--- WHAT IS BEING ASKED ---
Could you restate the data word for word?

--- DATASET ENTRIES ---
-- Opening Marker --
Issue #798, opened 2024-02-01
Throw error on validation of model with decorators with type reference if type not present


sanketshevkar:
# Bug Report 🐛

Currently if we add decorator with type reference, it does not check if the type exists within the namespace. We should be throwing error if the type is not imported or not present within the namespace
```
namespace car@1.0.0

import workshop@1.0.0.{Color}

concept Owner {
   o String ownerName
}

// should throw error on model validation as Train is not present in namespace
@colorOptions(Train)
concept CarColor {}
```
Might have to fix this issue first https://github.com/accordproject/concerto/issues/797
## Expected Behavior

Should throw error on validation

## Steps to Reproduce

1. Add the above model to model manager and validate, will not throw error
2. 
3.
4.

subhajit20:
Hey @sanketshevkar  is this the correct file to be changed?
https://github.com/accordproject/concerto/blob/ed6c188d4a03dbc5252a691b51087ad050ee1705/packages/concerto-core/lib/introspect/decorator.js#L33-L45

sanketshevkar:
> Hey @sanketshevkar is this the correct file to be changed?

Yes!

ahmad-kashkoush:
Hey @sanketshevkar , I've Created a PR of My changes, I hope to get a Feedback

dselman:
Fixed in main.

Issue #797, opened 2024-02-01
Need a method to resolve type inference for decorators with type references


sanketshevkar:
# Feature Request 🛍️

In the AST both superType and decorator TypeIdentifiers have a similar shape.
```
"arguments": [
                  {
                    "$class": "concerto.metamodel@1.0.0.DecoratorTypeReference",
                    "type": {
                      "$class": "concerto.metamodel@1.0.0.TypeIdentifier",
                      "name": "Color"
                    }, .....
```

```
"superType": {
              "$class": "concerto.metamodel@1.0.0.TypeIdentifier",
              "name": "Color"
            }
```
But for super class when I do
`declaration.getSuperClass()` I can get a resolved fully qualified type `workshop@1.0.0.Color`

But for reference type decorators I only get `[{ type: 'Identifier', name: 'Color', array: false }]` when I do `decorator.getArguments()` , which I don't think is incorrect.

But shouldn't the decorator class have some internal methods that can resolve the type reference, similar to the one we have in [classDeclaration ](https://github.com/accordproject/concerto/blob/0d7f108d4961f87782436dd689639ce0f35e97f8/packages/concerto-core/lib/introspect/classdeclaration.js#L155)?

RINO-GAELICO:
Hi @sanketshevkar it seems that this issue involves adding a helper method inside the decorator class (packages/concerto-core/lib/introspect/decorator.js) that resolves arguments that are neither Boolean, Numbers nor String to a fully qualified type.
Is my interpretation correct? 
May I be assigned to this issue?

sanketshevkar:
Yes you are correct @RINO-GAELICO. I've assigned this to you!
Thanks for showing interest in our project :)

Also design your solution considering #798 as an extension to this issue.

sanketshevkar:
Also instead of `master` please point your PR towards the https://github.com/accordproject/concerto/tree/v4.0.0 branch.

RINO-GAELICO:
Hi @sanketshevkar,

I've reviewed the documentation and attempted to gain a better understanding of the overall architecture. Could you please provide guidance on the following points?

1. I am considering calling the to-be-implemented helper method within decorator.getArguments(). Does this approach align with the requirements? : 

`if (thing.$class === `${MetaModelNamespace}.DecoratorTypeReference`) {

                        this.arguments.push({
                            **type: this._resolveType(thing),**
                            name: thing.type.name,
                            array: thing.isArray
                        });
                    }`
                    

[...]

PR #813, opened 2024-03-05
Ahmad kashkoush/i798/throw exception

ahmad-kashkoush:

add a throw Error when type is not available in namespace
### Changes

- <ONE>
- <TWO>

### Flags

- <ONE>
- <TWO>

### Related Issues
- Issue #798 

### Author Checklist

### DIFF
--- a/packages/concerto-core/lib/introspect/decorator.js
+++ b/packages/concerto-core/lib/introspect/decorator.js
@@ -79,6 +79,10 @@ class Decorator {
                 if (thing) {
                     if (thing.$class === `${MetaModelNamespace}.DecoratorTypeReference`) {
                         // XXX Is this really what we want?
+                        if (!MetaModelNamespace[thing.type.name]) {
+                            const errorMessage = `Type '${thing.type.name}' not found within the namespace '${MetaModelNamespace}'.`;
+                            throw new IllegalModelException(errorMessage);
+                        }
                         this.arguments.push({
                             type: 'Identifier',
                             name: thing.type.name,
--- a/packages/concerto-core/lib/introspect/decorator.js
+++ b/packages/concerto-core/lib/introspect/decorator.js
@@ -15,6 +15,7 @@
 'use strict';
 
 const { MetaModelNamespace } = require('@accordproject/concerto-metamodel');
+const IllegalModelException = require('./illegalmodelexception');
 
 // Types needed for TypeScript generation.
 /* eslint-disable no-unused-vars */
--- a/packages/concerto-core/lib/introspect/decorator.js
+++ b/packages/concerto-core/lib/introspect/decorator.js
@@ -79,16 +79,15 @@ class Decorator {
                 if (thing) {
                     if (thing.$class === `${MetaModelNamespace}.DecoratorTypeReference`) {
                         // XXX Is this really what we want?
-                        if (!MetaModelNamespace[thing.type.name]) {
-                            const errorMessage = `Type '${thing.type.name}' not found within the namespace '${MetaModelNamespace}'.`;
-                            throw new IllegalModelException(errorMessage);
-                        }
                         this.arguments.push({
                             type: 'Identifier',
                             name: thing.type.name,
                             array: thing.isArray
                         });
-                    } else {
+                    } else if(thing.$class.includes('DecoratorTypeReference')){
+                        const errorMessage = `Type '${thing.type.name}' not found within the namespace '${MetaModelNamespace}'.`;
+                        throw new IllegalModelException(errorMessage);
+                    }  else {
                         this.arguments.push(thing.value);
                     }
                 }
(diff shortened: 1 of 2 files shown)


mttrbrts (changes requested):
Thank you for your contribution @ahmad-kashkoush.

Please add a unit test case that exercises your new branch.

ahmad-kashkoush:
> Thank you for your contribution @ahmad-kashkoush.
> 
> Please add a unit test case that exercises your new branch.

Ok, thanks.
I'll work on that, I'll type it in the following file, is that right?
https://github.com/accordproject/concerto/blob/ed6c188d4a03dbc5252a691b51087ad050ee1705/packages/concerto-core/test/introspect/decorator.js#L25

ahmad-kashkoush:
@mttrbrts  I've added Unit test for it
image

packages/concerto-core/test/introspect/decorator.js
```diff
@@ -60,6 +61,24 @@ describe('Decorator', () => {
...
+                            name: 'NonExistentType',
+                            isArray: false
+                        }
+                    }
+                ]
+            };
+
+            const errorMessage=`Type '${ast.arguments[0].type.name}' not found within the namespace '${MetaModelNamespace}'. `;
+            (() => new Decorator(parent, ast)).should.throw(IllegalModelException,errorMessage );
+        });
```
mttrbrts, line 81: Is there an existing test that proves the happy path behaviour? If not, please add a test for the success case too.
-- Closing Marker --
--- TASK RESPONSE ---
Issue #798, opened 2024-02-01
Throw error on validation of model with decorators with type reference if type not present


sanketshevkar:
# Bug Report 🐛

Currently if we add decorator with type reference, it does not check if the type exists within the namespace. We should be throwing error if the type is not imported or not present within the namespace
```
namespace car@1.0.0

import workshop@1.0.0.{Color}

concept Owner {
   o String ownerName
}

// should throw error on model validation as Train is not present in namespace
@colorOptions(Train)
concept CarColor {}
```
Might have to fix this issue first https://github.com/accordproject/concerto/issues/797
## Expected Behavior

Should throw error on validation

## Steps to Reproduce

1. Add the above model to model manager and validate, will not throw error
2. 
3.
4.

subhajit20:
Hey @sanketshevkar  is this the correct file to be changed?
https://github.com/accordproject/concerto/blob/ed6c188d4a03dbc5252a691b51087ad050ee1705/packages/concerto-core/lib/introspect/decorator.js#L33-L45

sanketshevkar:
> Hey @sanketshevkar is this the correct file to be changed?

Yes!

ahmad-kashkoush:
Hey @sanketshevkar , I've Created a PR of My changes, I hope to get a Feedback

dselman:
Fixed in main.

Issue #797, opened 2024-02-01
Need a method to resolve type inference for decorators with type references


sanketshevkar:
# Feature Request 🛍️

In the AST both superType and decorator TypeIdentifiers have a similar shape.
```
"arguments": [
                  {
                    "$class": "concerto.metamodel@1.0.0.DecoratorTypeReference",
                    "type": {
                      "$class": "concerto.metamodel@1.0.0.TypeIdentifier",
                      "name": "Color"
                    }, .....
```

```
"superType": {
              "$class": "concerto.metamodel@1.0.0.TypeIdentifier",
              "name": "Color"
            }
```
But for super class when I do
`declaration.getSuperClass()` I can get a resolved fully qualified type `workshop@1.0.0.Color`

But for reference type decorators I only get `[{ type: 'Identifier', name: 'Color', array: false }]` when I do `decorator.getArguments()` , which I don't think is incorrect.

But shouldn't the decorator class have some internal methods that can resolve the type reference, similar to the one we have in [classDeclaration ](https://github.com/accordproject/concerto/blob/0d7f108d4961f87782436dd689639ce0f35e97f8/packages/concerto-core/lib/introspect/classdeclaration.js#L155)?

RINO-GAELICO:
Hi @sanketshevkar it seems that this issue involves adding a helper method inside the decorator class (packages/concerto-core/lib/introspect/decorator.js) that resolves arguments that are neither Boolean, Numbers nor String to a fully qualified type.
Is my interpretation correct? 
May I be assigned to this issue?

sanketshevkar:
Yes you are correct @RINO-GAELICO. I've assigned this to you!
Thanks for showing interest in our project :)

Also design your solution considering #798 as an extension to this issue.

sanketshevkar:
Also instead of `master` please point your PR towards the https://github.com/accordproject/concerto/tree/v4.0.0 branch.

RINO-GAELICO:
Hi @sanketshevkar,

I've reviewed the documentation and attempted to gain a better understanding of the overall architecture. Could you please provide guidance on the following points?

1. I am considering calling the to-be-implemented helper method within decorator.getArguments(). Does this approach align with the requirements? : 

`if (thing.$class === `${MetaModelNamespace}.DecoratorTypeReference`) {

                        this.arguments.push({
                            **type: this._resolveType(thing),**
                            name: thing.type.name,
                            array: thing.isArray
                        });
                    }`
                    

[...]

PR #813, opened 2024-03-05
Ahmad kashkoush/i798/throw exception

ahmad-kashkoush:

add a throw Error when type is not available in namespace
### Changes

- <ONE>
- <TWO>

### Flags

- <ONE>
- <TWO>

### Related Issues
- Issue #798 

### Author Checklist

### DIFF
--- a/packages/concerto-core/lib/introspect/decorator.js
+++ b/packages/concerto-core/lib/introspect/decorator.js
@@ -79,6 +79,10 @@ class Decorator {
                 if (thing) {
                     if (thing.$class === `${MetaModelNamespace}.DecoratorTypeReference`) {
                         // XXX Is this really what we want?
+                        if (!MetaModelNamespace[thing.type.name]) {
+                            const errorMessage = `Type '${thing.type.name}' not found within the namespace '${MetaModelNamespace}'.`;
+                            throw new IllegalModelException(errorMessage);
+                        }
                         this.arguments.push({
                             type: 'Identifier',
                             name: thing.type.name,
--- a/packages/concerto-core/lib/introspect/decorator.js
+++ b/packages/concerto-core/lib/introspect/decorator.js
@@ -15,6 +15,7 @@
 'use strict';
 
 const { MetaModelNamespace } = require('@accordproject/concerto-metamodel');
+const IllegalModelException = require('./illegalmodelexception');
 
 // Types needed for TypeScript generation.
 /* eslint-disable no-unused-vars */
--- a/packages/concerto-core/lib/introspect/decorator.js
+++ b/packages/concerto-core/lib/introspect/decorator.js
@@ -79,16 +79,15 @@ class Decorator {
                 if (thing) {
                     if (thing.$class === `${MetaModelNamespace}.DecoratorTypeReference`) {
                         // XXX Is this really what we want?
-                        if (!MetaModelNamespace[thing.type.name]) {
-                            const errorMessage = `Type '${thing.type.name}' not found within the namespace '${MetaModelNamespace}'.`;
-                            throw new IllegalModelException(errorMessage);
-                        }
                         this.arguments.push({
                             type: 'Identifier',
                             name: thing.type.name,
                             array: thing.isArray
                         });
-                    } else {
+                    } else if(thing.$class.includes('DecoratorTypeReference')){
+                        const errorMessage = `Type '${thing.type.name}' not found within the namespace '${MetaModelNamespace}'.`;
+                        throw new IllegalModelException(errorMessage);
+                    }  else {
                         this.arguments.push(thing.value);
                     }
                 }
(diff shortened: 1 of 2 files shown)


mttrbrts (changes requested):
Thank you for your contribution @ahmad-kashkoush.

Please add a unit test case that exercises your new branch.

ahmad-kashkoush:
> Thank you for your contribution @ahmad-kashkoush.
> 
> Please add a unit test case that exercises your new branch.

Ok, thanks.
I'll work on that, I'll type it in the following file, is that right?
https://github.com/accordproject/concerto/blob/ed6c188d4a03dbc5252a691b51087ad050ee1705/packages/concerto-core/test/introspect/decorator.js#L25

ahmad-kashkoush:
@mttrbrts  I've added Unit test for it
image

packages/concerto-core/test/introspect/decorator.js
```diff
@@ -60,6 +61,24 @@ describe('Decorator', () => {
...
+                            name: 'NonExistentType',
+                            isArray: false
+                        }
+                    }
+                ]
+            };
+
+            const errorMessage=`Type '${ast.arguments[0].type.name}' not found within the namespace '${MetaModelNamespace}'. `;
+            (() => new Decorator(parent, ast)).should.throw(IllegalModelException,errorMessage );
+        });
```
mttrbrts, line 81: Is there an existing test that proves the happy path behaviour? If not, please add a test for the success case too.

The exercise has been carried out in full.